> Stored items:
========

PR #2461, opened 2025-11-17
Feature/latency benchmarking

yuvrajdhadwal:
## Description
Created a pluggable RAII Timer object that starts timer at construction and ends timer at object destruction. Will show up in session csv file for future latency analysis.

## Steps to Test

1. `#include <rj_benchmarking/timer.hpp>`
2. `Timer t("timer_label", robot_id);`


Squid5678:
hmmmmmm

launch/soccer.launch.py
```diff
@@ -238,5 +245,10 @@ def generate_launch_description():
                 parameters=[param_config_filepath],
                 on_exit=Shutdown(),
             )
+            # Node(
+            #     package="rj_benchmarking",
+            #     executable="benchmarking_node",
```
rishiso: Remove comments

src/rj_benchmarking/include/rj_benchmarking/registry.hpp
```diff
@@ -0,0 +1,35 @@
...
+private:
+    void topic_callback(const rj_msgs::msg::Latency &msg);
+    void dump();
+
+    std::string get_curr_datetime();
+    
+    // registry[robot_id][label] -> latency sampling
+    std::array<std::unordered_map<std::string, std::vector<uint64_t>>, 6> registry_{};
+    rclcpp::Subscription<rj_msgs::msg::Latency>::SharedPtr subscription_{};
+    int max_rows_{};
```
rishiso:
```suggestion
    size_t max_rows_{};
```

src/rj_benchmarking/src/registry.cpp
```diff
@@ -0,0 +1,94 @@
+#include "rj_benchmarking/registry.hpp"
+
+Registry::Registry() : rclcpp::Node{"rj_benchmarking"}
+{
+    // SPDLOG_INFO("TESTING: Registry Built");
```
Squid5678: delete out commented logs

src/rj_benchmarking/src/registry.cpp
```diff
@@ -0,0 +1,94 @@
...
+    subscription_ = this->create_subscription<rj_msgs::msg::Latency>(
+            "/registry", 100, std::bind(&Registry::topic_callback, this,
+                std::placeholders::_1));
+}
+
+Registry::~Registry()
+{
+    dump();
+    // SPDLOG_INFO("TESTING: Registry Destroyed");
```
Squid5678: same as above

src/rj_benchmarking/src/registry.cpp
```diff
@@ -0,0 +1,94 @@
...
+void Registry::topic_callback(const rj_msgs::msg::Latency &msg)
+{
+    registry_.at(msg.robot_id)[msg.label].push_back(msg.duration_ns);
+    max_rows_ = std::max(max_rows_, static_cast<int>(registry_.at(msg.robot_id)[msg.label].size()));
+}
+
+
+void Registry::dump()
+{
+    // SPDLOG_INFO("TESTING: Dump Called");
```
Squid5678: same as above

src/rj_benchmarking/src/registry.cpp
```diff
@@ -0,0 +1,94 @@
...
+        //     for (uint64_t e : p.second)
+        //     {
+        //         output_file << e << ", ";
+        //     }
+        //     output_file << "AVG: " << std::accumulate(p.second.begin(), p.second.end(), 0)
+        //                                                                         / p.second.size();
+        //     output_file << '\n';
+        // }
+    }
+    // output_file.close();
```
Squid5678: remove these

src/rj_benchmarking/include/rj_benchmarking/registry_publisher.hpp
```diff
@@ -0,0 +1,38 @@
...
+    {
+        if (instance == nullptr)
+        {
+            instance = new RegistryPublisher();
+        }
+
+        return instance;
+    }
+
+    void publish(std::string label, std::int8_t robot_id, uint64_t time);
```
rishiso: `robot_id` should be `uint8_t` to be consistent with rest of codebase

src/rj_benchmarking/src/registry.cpp
```diff
@@ -0,0 +1,94 @@
...
+
+    // std::ofstream output_file;
+    // output_file.open(path_);
+    for (int i = 0; i < 6; i++)
+    {
+        std::stringstream ss;
+        ss << "/robot_" << i << ".csv";
+        std::ofstream robot_csv{ base_path + ss.str() };
+
+        for (int row = -1; row < max_rows_; row++)
```
Squid5678: can we separate the logic for the headers of the rows and the actual data? the row = -1 here is a bit confusing and might be best handled separately.

src/rj_benchmarking/src/registry_publisher.cpp
```diff
@@ -0,0 +1,20 @@
+#include "rj_benchmarking/registry_publisher.hpp"
+
+RegistryPublisher* RegistryPublisher::instance = nullptr;
+
+RegistryPublisher::RegistryPublisher()
+{
+    // printf("Testing");
```
Squid5678: remove this comment

src/rj_benchmarking/src/registry.cpp
rishiso: Delete comment

src/rj_benchmarking/include/rj_benchmarking/registry_publisher.hpp
```diff
@@ -0,0 +1,38 @@
...
+
+#include <rj_msgs/msg/latency.hpp>
+
+#include <rclcpp/rclcpp.hpp>
+
+class RegistryPublisher
+{
+public:
+    // Singleton pattern
+    static RegistryPublisher* getInstance()
```
Squid5678: Not sure if this is something you want to try to add in, but I believe there is a more modern way of using the Singleton pattern in C++:

```
static RegistryPublisher& getInstance() {
    static RegistryPublisher instance;
    return instance;
}
```

src/rj_benchmarking/src/registry.cpp
```diff
@@ -0,0 +1,94 @@
...
+            robot_csv << '\n';
+        }
+
+        
+        // output_file << "Robot " << i << '\n';
+        // for (auto& p : registry_[i])
+        // {
+        //     output_file << p.first << "     ";
+        //     for (uint64_t e : p.second)
+        //     {
```
rishiso: Remove

src/rj_benchmarking/src/timer.cpp
```diff
@@ -0,0 +1,17 @@
+#include "rj_benchmarking/timer.hpp"
+
+Timer::Timer(std::string label, int8_t robot_id) : label_(label),
+    robot_id_(robot_id), start_(std::chrono::steady_clock::now())
+{
+    // SPDLOG_INFO("Testing: Timer Created " + label);
```
Squid5678: remove this

src/rj_benchmarking/src/registry_publisher.cpp
```diff
@@ -0,0 +1,20 @@
...
+}
+
+void RegistryPublisher::publish(std::string label, std::int8_t robot_id, uint64_t time)
+{
+    // idk what type this should be im just following tutorial code
```
Squid5678: probably don't want to add this in as a comment

src/rj_benchmarking/src/registry_publisher.cpp
rishiso: set constructor to default

src/rj_planning/include/rj_planning/planners/rotate_path_planner.hpp
```diff
@@ -63,4 +63,4 @@ class RotatePathPlanner : public PathPlanner {
 
     double isDoneAngleChangeThresh{1.0};
 };
-}  // namespace planning
```
Squid5678, line 66: not sure why these are getting pushed, but in the future just double check what you're committing

Squid5678 (changes requested):
couple of cleanup things, otherwise looks good

src/rj_ui/package.xml
```diff
@@ -30,6 +30,7 @@
   <depend>rj_referee</depend>
   <depend>rj_config_client</depend>
   <depend>rj_topic_utils</depend>
+  <!-- <depend>rj_benchmarking</depend> -->
```
rishiso: remove

src/rj_benchmarking/src/timer.cpp
rishiso: remove

src/rj_geometry/CMakeLists.txt
```diff
@@ -20,6 +20,7 @@ find_package(rj_convert REQUIRED)
 find_package(rosidl_default_generators REQUIRED)
 find_package(std_msgs REQUIRED)
 find_package(rj_geometry_msgs REQUIRED)
+find_package(rj_benchmarking REQUIRED)
```
rishiso: I think you should remove these links to rj_benchmarking from CMakeLists where the package is not used. We can add these add needed when we use benchmarking

src/rj_benchmarking/include/rj_benchmarking/registry_publisher.hpp
rishiso: make this a shared ptr

src/rj_benchmarking/src/registry.cpp
```diff
@@ -0,0 +1,94 @@
...
+        //                                                                         / p.second.size();
+        //     output_file << '\n';
+        // }
+    }
+    // output_file.close();
+}
+
+std::string Registry::get_curr_datetime()
+{
+    std::time_t time = std::time({});
```
rishiso: Use steady clock and `std::format()`

src/rj_benchmarking/include/rj_benchmarking/registry.hpp
```diff
@@ -0,0 +1,35 @@
...
+    ~Registry();
+
+private:
+    void topic_callback(const rj_msgs::msg::Latency &msg);
+    void dump();
+
+    std::string get_curr_datetime();
+    
+    // registry[robot_id][label] -> latency sampling
+    std::array<std::unordered_map<std::string, std::vector<uint64_t>>, 6> registry_{};
```
rishiso: This should be `kNumShells` instead of 6

src/rj_benchmarking/src/registry.cpp
```diff
@@ -0,0 +1,94 @@
...
+}
+
+void Registry::topic_callback(const rj_msgs::msg::Latency &msg)
+{
+    registry_.at(msg.robot_id)[msg.label].push_back(msg.duration_ns);
+    max_rows_ = std::max(max_rows_, static_cast<int>(registry_.at(msg.robot_id)[msg.label].size()));
+}
+
+
+void Registry::dump()
```
rishiso: Remove `dump()` and move this into destructor. We don't use `dump()` elsewhere so no need to make a method

src/rj_benchmarking/src/registry.cpp
```diff
@@ -0,0 +1,94 @@
...
+    // std::ofstream output_file;
+    // output_file.open(path_);
+    for (int i = 0; i < 6; i++)
+    {
+        std::stringstream ss;
+        ss << "/robot_" << i << ".csv";
+        std::ofstream robot_csv{ base_path + ss.str() };
+
+        for (int row = -1; row < max_rows_; row++)
+        {
```
rishiso: Should we skip writing any rows if `max_rows_ == 0`?

src/rj_benchmarking/include/rj_benchmarking/registry_publisher.hpp
rishiso:
```suggestion
    void publish(const std::string& label, std::int8_t robot_id, uint64_t time);
```

src/rj_benchmarking/src/registry.cpp
```diff
@@ -0,0 +1,94 @@
...
+
+Registry::~Registry()
+{
+    dump();
+    // SPDLOG_INFO("TESTING: Registry Destroyed");
+}
+
+void Registry::topic_callback(const rj_msgs::msg::Latency &msg)
+{
+    registry_.at(msg.robot_id)[msg.label].push_back(msg.duration_ns);
```
rishiso: Use [] operator instead of `.at()`

src/rj_benchmarking/src/registry.cpp
```diff
@@ -0,0 +1,94 @@
...
+        ss << "/robot_" << i << ".csv";
+        std::ofstream robot_csv{ base_path + ss.str() };
+
+        for (int row = -1; row < max_rows_; row++)
+        {
+            if (row == -1)
+            {
+                for (std::pair<std::string, std::vector<uint64_t>> labels : registry_.at(i))
+                {
+                    robot_csv << labels.first << ',';
```
rishiso: Nit: Use structured bindings for the pair

src/rj_benchmarking/src/registry.cpp
```diff
@@ -0,0 +1,94 @@
...
+    base_path += "/session_";
+    base_path += get_curr_datetime();
+    std::filesystem::create_directories(base_path);
+
+    // std::ofstream output_file;
+    // output_file.open(path_);
+    for (int i = 0; i < 6; i++)
+    {
+        std::stringstream ss;
+        ss << "/robot_" << i << ".csv";
```
rishiso: Just use a string here, no need for stringstream

src/rj_benchmarking/src/registry.cpp
rishiso: Nit:
```suggestion
        for (int row = -1; row < max_rows_; ++row)
```

rishiso (changes requested):
Some initial comments

src/rj_benchmarking/include/rj_benchmarking/registry_publisher.hpp
```diff
@@ -0,0 +1,31 @@
+#pragma once
+
+#include <rclcpp/rclcpp.hpp>
+
+#include <rj_msgs/msg/latency.hpp>
+
+class RegistryPublisher {
+public:
+    // Singleton pattern
```
Squid5678: nit: since this is not following the singleton pattern, let's see if we can remove this comment and rename this to getRegistry instead of getInstance? that way it's more clear

Squid5678 (approved):
small nit otherwise looks good

src/rj_benchmarking/include/rj_benchmarking/registry_publisher.hpp
```diff
@@ -0,0 +1,31 @@
...
+    static std::shared_ptr<RegistryPublisher> getInstance() {
+        static std::shared_ptr<RegistryPublisher> instance{new RegistryPublisher()};
```
rishiso: I thought we were switching this using smart pointers?

src/rj_benchmarking/src/registry.cpp
```diff
@@ -0,0 +1,68 @@
...
+    subscription_ = this->create_subscription<rj_msgs::msg::Latency>(
+        "/registry", 100, std::bind(&Registry::topic_callback, this, std::placeholders::_1));
+}
+
+Registry::~Registry() {
+    /*
+        1. Make LatencyLogs Directory if not already there
+        2. Make latency_curr-date_curr-time folder
+        3. Make csv for Robot 1
+            3a. first row is labels
```
rishiso: Is this comment up to date?

src/rj_benchmarking/src/registry.cpp
```diff
@@ -0,0 +1,68 @@
...
+            std::ofstream robot_csv{base_path + ss};
+
+            // Print out labels
+            for (const auto& [label, timestamps] : registry_[i]) {
+                robot_csv << label << ',';
+            }
+            robot_csv << '\n';
+
+            // Print out data row by row
+            for (size_t row = 0; row < max_rows_; ++row) {
```
rishiso, line 41: Are we guaranteed that each column (label) will be measured the same number of times for a given robot? Based on the `Timer` API, I don't think we enforce this behavior. We should place a filler value like -1 or nothing (not sure if csv allows that) when a column doesn't have a valid value for a given row

rishiso (changes requested):
Couple more comments

src/rj_benchmarking/src/registry.cpp
yuvrajdhadwal: good catch, added -1 sentinal value

src/rj_benchmarking/include/rj_benchmarking/registry_publisher.hpp
yuvrajdhadwal: i am a little confused on this, isnt this shared ptr a smart pointer? i switched this to make_shared instead of new in the latest commit

src/rj_benchmarking/include/rj_benchmarking/registry_publisher.hpp
```diff
@@ -0,0 +1,31 @@
...
+            std::make_shared<RegistryPublisher>();
+        return registry_pub;
+    }
+
+    void publish(const std::string& label, uint8_t robot_id, uint64_t time);
+    RegistryPublisher() = default;
+
+private:
+    // Private Constructor
+    // RegistryPublisher() = default;
```
rishiso: Delete this comment

rishiso (approved):
Approved with one comment

src/rj_benchmarking/include/rj_benchmarking/registry_publisher.hpp
rishiso: I think I was seeing an old version of the code maybe

rishiso:
Wait something I just thought about, won't we want to benchmark things that are unrelated to a specific robot?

========

> What to do:
Copy out each line of the data that includes the string "looks".

> Result of the task:
couple of cleanup things, otherwise looks good
small nit otherwise looks good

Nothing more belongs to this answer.